Entries taken from a collection:

•••••

PR #201, opened 2026-06-13
fix: replace error-code string literals in pdp.go with constants (#193)

### LINKED ISSUE #193: bug: pdp.go uses string literals "CAPABILITY_DENIED" and "ENFORCEMENT_ERROR" instead of defined constants
## Summary

`cmd/eunox-mcp/pdp.go` uses bare string literals for error codes that are either already defined as constants in `pkg/capability/errors.go` or are entirely undocumented.

### `"CAPABILITY_DENIED"` — constant exists, literal used

`ErrCodeCapabilityDenied = "CAPABILITY_DENIED"` is defined in `pkg/capability/errors.go:9`, yet three call sites in `pdp.go` use the raw string:

```go
// pdp.go:210 (Decide — actions check)
Code: "CAPABILITY_DENIED",

// pdp.go:409 (DecideResourceRead — actions check)
Code: "CAPABILITY_DENIED",

// pdp.go:496 (DecidePromptGet — actions check)
Code: "CAPABILITY_DENIED",
```

If the constant is ever renamed (rename refactoring or a future breaking change), the three literals will silently diverge, producing an undocumented error code on the wire without any compile-time failure.

### `"ENFORCEMENT_ERROR"` — no constant defined at all

Three further call sites use `"ENFORCEMENT_ERROR"`:

```go
// pdp.go:256
Denial: &capability.DenialInfo{Code: "ENFORCEMENT_ERROR", Message: err.Error()},

// pdp.go:431
Denial: &capability.DenialInfo{Code: "ENFORCEMENT_ERROR", Message: err.Error()},

// pdp.go:518
Denial: &capability.DenialInfo{Code: "ENFORCEMENT_ERROR", Message: err.Error()},
```

This code is not listed in `pkg/capability/errors.go`, is not in the `JSONRPCCode*` mapping in `cmd/eunox-mcp`, is not mentioned in `docs/threat-model-mcp.md`, and has no corresponding test. Callers that need to distinguish an internal enforcement failure from a policy denial have no stable constant to match against.

## Fix

1. Add `ErrCodeCapabilityDenied` usages to the three `"CAPABILITY_DENIED"` literals (already imported as `capability.ErrCodeCapabilityDenied`).
2. Define `ErrCodeEnforcementError = "ENFORCEMENT_ERROR"` in `pkg/capability/errors.go`, add it to the JSONRPC code mapping, update `docs/threat-model-mcp.md` denial_code table, and switch all three literals to the constant.

eunolabs:
Fixes #193.

## Problem

`cmd/eunox-mcp/pdp.go` used bare string literals for two error codes:

- **`"CAPABILITY_DENIED"`** (3 sites) duplicated the existing `capability.ErrCodeCapabilityDenied` constant — a rename would silently diverge the literals from the constant with no compile-time failure.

•••••

## What is being asked:
Count the lines of the entries above that contain the word "defined" and give only the number.

## Response area:
4